__RECORD SET__
Issue #344, opened 2024-01-28
Investigate an ignored error of *nacl 


ShiriMoran:
In:
`func (n *NACL) AllowedConnectivity(src, dst vpcmodel.Node, isIngress bool)`
error returned from `common.IsAddressInSubnet` is ignore.
Trying not to ignore the error results in many tests failing.
This has to be investigated and fixed

adisos:
The issue was that `common.IsAddressInSubnet` handled only IP Address, but was called also for external nodes with CIDR instead of IP Address (though should not have been called for external nodes at all). 
Fixed in PR #394 .

ShiriMoran:
`The` reason ignoring the error did not cause any errors was that the ignores case were not in any `subnet` and so were treated correctly.

Issue #388, opened 2024-02-14
Node interface issue


adisos:
`Node.Cidr()` returns cidr for external nodes, but IP address for network interfaces.

adisos:
PR #394  - renamed this interface method to `CidrOrAddress`, so that it returns cidr for external nodes and address for internal nodes.

PR #394, opened 2024-02-18
Ipblock model issues

adisos:
- Better error handling for `NewIPBlockFrom...` functions
- Add IPBlock fields for structs implementing nodes, and new interface method for Node: `IPBlock()`
- issue #388 - Rename `Cidr()` method for `Node` to `CidrOrAddress()`  (returns cidr for external node and address for internal node)
- Resolves issue #344  
- Few more simplifications


pkg/common/ipBlock.go
```diff
@@ -186,32 +186,44 @@ func addIntervalToList(ipbNew *IPBlock, ipbList []*IPBlock) []*IPBlock {
...
 	if err != nil {
-		return nil
+		return nil, err
 	}
-	return res
+	return res, nil
+}
+
+// PairCIDRsToIPBlocks returns two IPBlock objects from two input CIDR strings
+func PairCIDRsToIPBlocks(cidr1, cidr2 string) (ipb1, ipb2 *IPBlock, err error) {
```
ShiriMoran, line 199: This function is called twice from `ibmVPC` - wouldn't it make more sense to put it there?

adisos: I think it is general functionality for `IPBlock`, might be used by other packages in the future..

ShiriMoran (commented):
Comments for the first commit.

pkg/vpcmodel/abstractVPC.go
```diff
@@ -66,9 +66,14 @@ const (
 
 type Node interface {
 	VPCResourceIntf
-	Cidr() string
+	// CidrOrAddress returns the string of the Node's ip-address (for internal node) or cidr ) (for external node)
+	CidrOrAddress() string
```
ShiriMoran, line 70: This is much better than before. Still, I would minimize the usage of this ambiguity function to the very minimal - e.g. printing functions.
Perhaps restore the function `Cidr()` and have it return an empty string for internal `Nodes`? And then use each `Cidr(), IPBlock()` in the relevant context and use `CidrOrAddress()` only when it can indeed be both

pkg/ibmvpc/parser.go
```diff
@@ -426,7 +426,7 @@ func getFipConfig(
 				// a node captured by a fip should not be captured by a pgw
 				for _, nodeWithFip := range srcNodes {
 					if vpcmodel.HasNode(pgw.Sources(), nodeWithFip) {
-						pgw.src = getCertainNodes(pgw.Sources(), func(n vpcmodel.Node) bool { return n.Cidr() != nodeWithFip.Cidr() })
+						pgw.src = getCertainNodes(pgw.Sources(), func(n vpcmodel.Node) bool { return n.CidrOrAddress() != nodeWithFip.CidrOrAddress() })
```
ShiriMoran, line 429: Can the returned value here be indeed `cidr` or `address`?
(See general comment in this regard in `abstractVPC`)

pkg/ibmvpc/parser.go
```diff
@@ -1030,7 +1030,7 @@ func printConfig(c *vpcmodel.VPCConfig) {
 		if n.IsExternal() {
 			continue
 		}
-		fmt.Println(strings.Join([]string{n.Kind(), n.Cidr(), n.Name(), n.UID()}, separator))
+		fmt.Println(strings.Join([]string{n.Kind(), n.CidrOrAddress(), n.Name(), n.UID()}, separator))
```
ShiriMoran, line 1043: same comment...

pkg/ibmvpc/vpc.go
```diff
@@ -45,7 +45,7 @@ type ReservedIP struct {
 	vpe     string
 }
 
-func (r *ReservedIP) Cidr() string {
+func (r *ReservedIP) CidrOrAddress() string {
```
ShiriMoran, line 48: same comment

pkg/ibmvpc/vpc.go
```diff
@@ -76,7 +76,7 @@ type NetworkInterface struct {
 	ipblock *common.IPBlock
 }
 
-func (ni *NetworkInterface) Cidr() string {
+func (ni *NetworkInterface) CidrOrAddress() string {
```
ShiriMoran, line 77: same comment, also in other relevant places (I'll stop repeating it)

pkg/ibmvpc/vpc.go
```diff
@@ -417,65 +417,65 @@ func (n *NACL) GeneralConnectivityPerSubnet(subnet *Subnet) string {
...
+		return concreteNode.subnet, nil
 	case *IKSNode:
-		return t.subnet.cidr, t.CidrOrAddress(), t.subnet, nil
+		return concreteNode.subnet, nil
 	case *ReservedIP:
-		return t.subnet.cidr, t.CidrOrAddress(), t.subnet, nil
+		return concreteNode.subnet, nil
 	default:
-		return "", "", nil, fmt.Errorf("cannot get cidr for node: %+v", n)
+		return nil, fmt.Errorf("cannot get cidr for node: %+v", node)
```
ShiriMoran, line 425: Correct the error message - the failure here is of getting `subnet` for node (when reviewing each commit separately you can't suggest changes)

pkg/ibmvpc/vpc.go
```diff
@@ -417,65 +417,65 @@ func (n *NACL) GeneralConnectivityPerSubnet(subnet *Subnet) string {
...
 		return nil, err
 	}
 	// check if the subnet of the given node is affected by this nacl
-	if _, ok := n.subnets[subnetCidr]; !ok {
+	if _, ok := n.subnets[subnet.cidr]; !ok {
 		return vpcmodel.NoConns(), nil // not affected by current nacl
 	}
 	// TODO: differentiate between "has no effect" vs "affects with allow-all / allow-none "
-	if targetNode.IPBlock().ContainedIn(subnet.ipblock) {
+	if targetNode.IsInternal() && targetNode.IPBlock().ContainedIn(subnet.ipblock) {
```
ShiriMoran, line 450: This is the place of the #344 bug - but after the changes, why is the check `targetNode.IsInternal()` needed?
`IPBlock` is well defined for external addresses

ShiriMoran (commented):
comments for the last 3 commits from Saturday

pkg/ibmvpc/parser.go
```diff
@@ -776,7 +787,25 @@ func getSubnetByIPAddress(address string, c *vpcmodel.VPCConfig) (subnet *Subnet
...
+	return nil, fmt.Errorf("could not find matching subnet for address %s", addressIPblock.ToIPAdressString())
+}
+
+func setNodeIPBlock(node vpcmodel.Node, address string) error {
+	addressIPBlock, err := common.NewIPBlockFromIPAddress(address)
+	if err != nil {
+		return err
+	}
+	switch nodeConcrete := node.(type) {
+	case *ReservedIP:
```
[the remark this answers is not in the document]
adisos: because each case converts to a different type, and should access the field `ipblock` for each type separately (the input object is of interface `Node` that does not have this functionality).

pkg/ibmvpc/connectivityAnalysis_test.go
```diff
@@ -379,3 +381,8 @@ func TestAnalyzeConnectivity(t *testing.T) {
 	fmt.Println(connectivityStr)
 	fmt.Println("done")
 }
+
+func newIPBlockFromValidatedCIDROrAddress(cidr string) *common.IPBlock {
```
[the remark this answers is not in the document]
adisos: It is indeed for testing, the validation is not required, since the calls are from hard-coded cidrs on each test, which are assumed to be valid.

pkg/common/ipBlock.go
```diff
@@ -186,32 +186,32 @@ func addIntervalToList(ipbNew *IPBlock, ipbList []*IPBlock) []*IPBlock {
 	return ipbList
 }
 
-func NewIPBlockFromCidr(cidr string) *IPBlock {
+func NewIPBlockFromCidr(cidr string) (*IPBlock, error) {
 	res, err := NewIPBlock(cidr, []string{})
```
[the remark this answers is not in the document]
adisos: Right, changed.
I would keep both functions `NewIPBlockFromCidr` and `NewIPBlock` with the exception list. 
This `IPBlock` pkg is going to move to another repo, that may later be consumed by netpol-analyzer, where the function with exception list is relevant.

pkg/ibmvpc/nacl_analysis.go
```diff
@@ -453,28 +453,37 @@ func (na *NACLAnalyzer) GeneralConnectivityPerSubnet(subnetCidr string) (
...
 	}
-	targetIPblock = common.NewIPBlockFromCidrOrAddress(target)
-	inSubnetIPblock = common.NewIPBlockFromCidrOrAddress(inSubentCidr)
-	return analyzedConns, targetIPblock, inSubnetIPblock
+	targetIPblock, err1 := common.NewIPBlockFromCidrOrAddress(target)
+	inSubnetIPblock, err2 := common.NewIPBlockFromCidrOrAddress(inSubentCidr)
+	if err1 != nil && err2 != nil {
+		return nil, nil, nil, errors.Join(err1, err2)
+	}
+	return analyzedConns, targetIPblock, inSubnetIPblock, nil
```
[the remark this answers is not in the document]
adisos: This is about outdated code

pkg/ibmvpc/parser.go
```diff
@@ -873,6 +893,11 @@ func getIKSnodesConfig(res map[string]*vpcmodel.VPCConfig,
 			address: *iksNodeNetIntfObj.IpAddress,
 			subnet:  subnet,
 		}
+		addressIPBlock, err := common.NewIPBlockFromIPAddress(nodeObject.address)
+		if err != nil {
+			return err
+		}
+		nodeObject.ipblock = addressIPBlock
```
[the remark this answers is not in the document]
adisos: Currently not.
The config object is currently assumed to be valid (there is an issue to add validation of config objects while parsing, maybe this is also related to this issue).

pkg/ibmvpc/vpc.go
adisos: done

pkg/ibmvpc/vpc.go
adisos: Just to save a call to `ContainedIn` when not necessary

pkg/ibmvpc/parser.go
adisos: This will be changed in a follow up PR (#396 ), the comparison will be based on UID instead of address.

pkg/vpcmodel/abstractVPC.go
adisos: Indeed I tried minimize the usage of this function.

I think it might be confusing/error-prone to have a `Cidr()` function that sometimes returns an empty string. 
The `IPBlock()` function is not a replacement for `CidrOrAddress()`, it does not return an IP address string, just an IPBlock object.

pkg/ibmvpc/parser.go
adisos: This is just a printing function, so I don't find it too confusing here. 
From the function documentation it is known that it returns an address for internal node, which is the case here.

pkg/ibmvpc/connectivityAnalysis_test.go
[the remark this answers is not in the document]
ShiriMoran: So perhaps rename the func; now it is misleading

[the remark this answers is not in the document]
adisos: renamed to `newIPBlockFromCIDROrAddressWithoutValidation`

pkg/vpcmodel/abstractVPC.go
ShiriMoran: To my understanding, this function is used when we need really need is `Cidr`. Personally I find it confusing and even error prune.
We are calling this function almost 50 times, which is too much, I think. 
Seems there is something we are not doing right here. Should we open a follow up issue? at the very minimal I would leave a README

pkg/ibmvpc/parser.go
ShiriMoran: Also in other places we are calling the function CidrOrAddress() but expect only Cidr?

__ACTIVITY__
Filter the entries down to the lines that include the string "changes".

__EXPECTED ANSWER__
ShiriMoran, line 425: Correct the error message - the failure here is of getting `subnet` for node (when reviewing each commit separately you can't suggest changes)
ShiriMoran, line 450: This is the place of the #344 bug - but after the changes, why is the check `targetNode.IsInternal()` needed?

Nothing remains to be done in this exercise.